Probing the structure of the D_(s 0)^*(2317) and X(3872) states through correlation functions

Over the past 20 years, many new hadron states have been discovered, but understanding their nature remains a key experimental and theoretical challenge. Recent studies have established that hadron-hadron interactions primarily govern the generation of new hadronic states, with their spectroscopy serving as a powerful tool for probing these interactions and determining the corresponding compositeness. In this work, we study four scenarios to determine the $DK$ interaction by reproducing the mass of the $D_{s0}^*(2317)$, i.e., assuming the $D_{s0}^*(2317)$ as a $DK$ molecule, a mixture of a $DK$ molecule and a bare state, a $DK-D_s\eta$ molecule, and a mixture of a $DK-D_s\eta$ molecule and a bare state. Using the $D^{0}K^{+}$ interactions derived from these scenarios, we predict the $D^{0}K^{+}$ correlation functions. Our results demonstrate that the lineshape of the $D^{0}K^{+}$ correlation function is sensitive to the admixture effects from the coupled-channel $D^+K^0$ and the bare state.
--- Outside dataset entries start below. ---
PR #269, opened 2023-07-05
feat(blob): Introduce API versioning

vvo:
Added VERCEL_BLOB_USE_API_VERSION so we can efficiently upgrade the vercel blob api version while sending back the right data. Instead of using only a "multibucket" flag. I also moved this param to a header so we do not mess up with the url/api params itself.

Once released, this change won't trigger anything for now. I only need it to be released so I can continue migrating the Vercel Blob API which requires vercel/blob testing. So I can trigger the new behavior from the test itself.


packages/blob/src/index.ts
```diff
@@ -229,19 +235,25 @@ export async function list(
   };
 }
 
-function getApiUrl(): string {
-  return (
+function getApiUrl(pathname = ''): string {
```
correttojs, line 238: I understand it may take more time, wouldn't it better to have `https://blob.vercel-storage.com/v2`?

correttojs (approved):

packages/blob/src/index.ts
vvo: Is there a benefit over x-api-version? Perhaps consistency with other api services?

vvo: I see that, for some reason I do not remember, we call the Vercel Blob API on put this way: blob.vercel-storage.com/pathname, so we can't have `v2` now here :D

correttojs: not that important as it's still a private api, if/when we are going to expose it, it could be a nicer interface

PR #277, opened 2023-07-12
add connection info to edge config clients

dferber90:
It's currently possible to create an Edge Config client like so

```
const client = createClient(process.env.EDGE_CONFIG)
```

But when any function receives a fully configured client as an argument, it currently has no way of e.g. knowing the id of the edge config this client connects to.

To make this possible, this PR is adding the `connection` info to the client itself.

You can now do `client.connection.id` to read the Edge Config Id.

The full info available on the connection is

```json5
{
  baseUrl: 'https://example.com/ecfg-2', // this is usually https://edge-config.vercel.com/:edgeConfigId
  id: 'ecfg-2', // the edge config id
  token: 'token-2', // the token used to connect
  type: 'external', // whether this edge config is hosted on edge-config.vercel.com or not
  version: '1', // the api version supplied in the connection string, this is always "1" at the moment
}
```

### DIFF
--- a/packages/edge-config/src/index.common.test.ts
+++ b/packages/edge-config/src/index.common.test.ts
@@ -216,6 +216,18 @@ describe('connectionStrings', () => {
       expect(typeof pkg.createClient).toBe('function');
     });
 
+    describe('connection', () => {
+      it('should contain the info parsed from the connection string', () => {
+        expect(edgeConfig.connection).toEqual({
+          baseUrl: 'https://example.com/ecfg-2',
+          id: 'ecfg-2',
+          token: 'token-2',
+          type: 'external',
+          version: '1',
+        });
+      });
+    });
+
     describe('get', () => {
       describe('when item exists', () => {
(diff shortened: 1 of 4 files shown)


AndyBitz (approved):

packages/edge-config/src/index.common.test.ts
```diff
@@ -216,6 +216,18 @@ describe('connectionStrings', () => {
       expect(typeof pkg.createClient).toBe('function');
     });
 
+    describe('connection', () => {
+      it('should contain the info parsed from the connection string', () => {
+        expect(edgeConfig.connection).toEqual({
+          baseUrl: 'https://example.com/ecfg-2',
```
dferber90, line 222: I haven't fully made up my mind whether we want to expose all these fields or whether we should start with only exposing the id <picture data-single-emoji=":thinkies:" title=":thinkies:">:thinkies:</picture>

PR #288, opened 2023-07-18
feat(blob): Move to multi-bucket by default

vvo:
BREAKING CHANGE: Some methods responses and types have been updated following a
migration Vercel did to make Vercel Blob more robust and closer to the S3 API.

Namely:
- the urls generated by Vercel Blob have moved from:
  public.blob.vercel-storage.com/zyzoioy8txfs14xe/somefile-NoOVGDVcqSPc7VYCUAGnTzLTG2qEM2.txt
to
zyzoioy8txfs14xe.blob.vercel-storage.com/somefile-NoOVGDVcqSPc7VYCUAGnTzLTG2qEM2.txt.
This change has been done transparently: all previous blob urls are
redirected to the new domain.
- .put() no more sends back `size` and `uploadedAt`, use .head() to get this
  information. Refer to the `PutBlobResult` type.
- .list() no more sends back `contentType` and `contentDisposition` on the
  `blobs` property. Refer to the `ListBlobResult` type.
- .del() response is always `null`, no other metadata is sent. del()
  doesn't inform you if the delete was succesful. If the file was here prior to
a del() call, then it's now deleted. Use head() when necessary.
- `BlobResult` type has been splitted to `PutBlobResult` for put() and
  `HeadBlobResult` for head(). Use them accordingly.

We've also reworked our README to better surface the browser-upload and
serverl-upload methods.


package.json
```diff
@@ -36,7 +36,7 @@
     "husky": "8.0.3",
     "jest": "29.6.1",
     "lint-staged": "13.2.3",
-    "prettier": "3.0.0",
+    "prettier": "2.8.8",
```
vvo, line 39: Had to downgrade prettier because of: https://github.com/prettier/eslint-plugin-prettier/issues/562

packages/blob/src/index.ts
```diff
@@ -24,38 +24,30 @@ export {
...
-
-export interface ListCommandOptions extends BlobCommandOptions {
-  limit?: number;
-  prefix?: string;
-  cursor?: string;
-}
+// This version is used to ensure that the client and server are compatible
+// The server (Vercel Blob API) uses this information to change its behavior like the
+// response format
+const BLOB_API_VERSION = 2;
```
vvo, line 30: We will first release the Vercel Blob API, which changes its behavior when api version < 2 (send back previous format).

Then we will release the package.

packages/blob/src/index.ts
```diff
@@ -115,18 +107,30 @@ export async function put(
...
+
+  return blobResult;
 }
 
-type BlobDelResult<T extends string | string[]> = T extends string
-  ? BlobResult | null
-  : (BlobResult | null)[];
+// vercelBlob.del()
 
-export async function del<T extends string | string[]>(
```
vvo, line 126: I moved away from generics to overloads because the method doesn't accepts generics.

packages/blob/README.md
```diff
@@ -56,33 +175,15 @@ async function put(
...
-  | ({
-      size: number;
-      uploadedAt: Date;
-      pathname: string;
-      contentType: string;
-      contentDisposition: string;
-      url: string;
-    } | null)[]
-> {}
+): Promise<string | string[]> {}
```
correttojs: just wondering if we want to keep the `{ url: string }` interface, which is extendable and more compatible with the previous interface

packages/blob/README.md
```diff
@@ -131,38 +230,41 @@ async function list(options?: {
...
-  token?: string;
-  request?: IncomingMessage | Request;
+  token?: string; // default to process.env.BLOB_READ_WRITE_TOKEN
+  request: IncomingMessage | Request;
   onBeforeGenerateToken: (pathname: string) => Promise<{
-    allowedContentTypes?: string[];
-    maximumSizeInBytes?: number;
-    validUntil?: number; // timestamp in ms, by default 30s
+    allowedContentTypes?: string[]; // optional, defaults to no restriction
+    maximumSizeInBytes?: number; // optional, defaults and maximum is 500MB (524,288,000 bytes)
```
correttojs, line 241: where does this limit come from? CF? 
this may change depending on the user plan, right?

vvo: Yes this comes from Cloudflare: https://developers.cloudflare.com/workers/platform/limits/#request-limits

packages/blob/README.md
vvo: 👍 for { url: string } and compatibility, but I am even wondering if we should return anything, the R2 API sends back "void" (https://developers.cloudflare.com/r2/api/workers/workers-api-reference/) and that may be the good choice. Because S3 sends back some data, but it's useless. So if the return value of delete is always useless, maybe `void` is the right thing.

packages/blob/src/index.ts
correttojs: I don't understand the exact issue but I'm fine with the overloads too

test/next/src/app/vercel/blob/handle-blob-upload.ts
```diff
@@ -36,7 +36,7 @@ export async function handleBlobUploadHandler(
         }
 
         return {
-          maxFileSize: 10_000_000,
+          maximumSizeInBytes: 10_000_000,
```
correttojs, line 39: don't we need to update `https://github.com/vercel/edge-functions` accordingly?

packages/blob/README.md
correttojs: as we support multiple deletes, it may be useful to know which files have been deleted and which threw an error (I don't think we are handling this case in the worker though)

test/next/src/app/vercel/blob/handle-blob-upload.ts
vvo: edge-functions is already accepting maximumSizeInBytes, I think at some point we renamed this and it did not rename it everywhere

packages/blob/README.md
correttojs: ok, in case we apply lower limits for hobby users we can review this comment later on

test/next/src/app/vercel/blob/handle-blob-upload.ts
correttojs: ah nice! I only checked your last PR, but indeed I see the name is `maximumSizeInBytes`👍

packages/blob/README.md
vvo: > which files have been deleted

Neither R2 nor S3 can tell us about that unfortunately. They just say "If you ask for it to be deleted, it is deleted if it exists". i.e. if you want to know if it's deleted, you only need to know if it existed before.

That's why they probably decided to return void. I am inclined to do the same as then the API response is very clear: no you can't know if it worked: it worked if the files were here

correttojs: ok, then the only reason to keep it would be for compatibility with the old api. I'd be fine either to return either `{url : string}` or just `void`

vvo: > then the only reason to keep it would be for compatibility with the old api

I'd rather optimize for new users rather than previous users of the module (because our biggest opportunity are new users). I will send void and update the Vercel Blob API too now

vvo: now sending `null` always

vvo:
Tests should work once we merge the API PR: we're failing at a CORS issue (x-api-version is not yet allowed)

packages/blob/README.md
correttojs: can't we just skip the return and set `Promise<void`> as return type?

correttojs (approved):

packages/blob/README.md
vvo: I wanted to do that but then you can't have a type DelBlobResult which is "void", so I thought "perhaps this is not a good idea and null is 'better'". Thoughts?

vvo: CleanShot 2023-07-18 at 1 05 51

hmm that's eslint maybe we can ignore this

correttojs: we can remove this type, the user wouldn't need it anymore

vvo: done and now returning void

Furthermore, we find that the $D^{0}K^{+}$ correlation function can probe the position of the bare state, if such a QCD bare state exists. Using the shallow-bound state candidate $X(3872)$ as input, we study the $D^0\bar{D}^{*0}$ correlation functions. These functions are highly sensitive to short-range dynamics and bare-state admixtures, resulting in clearly distinguishable correlation-function line shapes across different values of compositeness.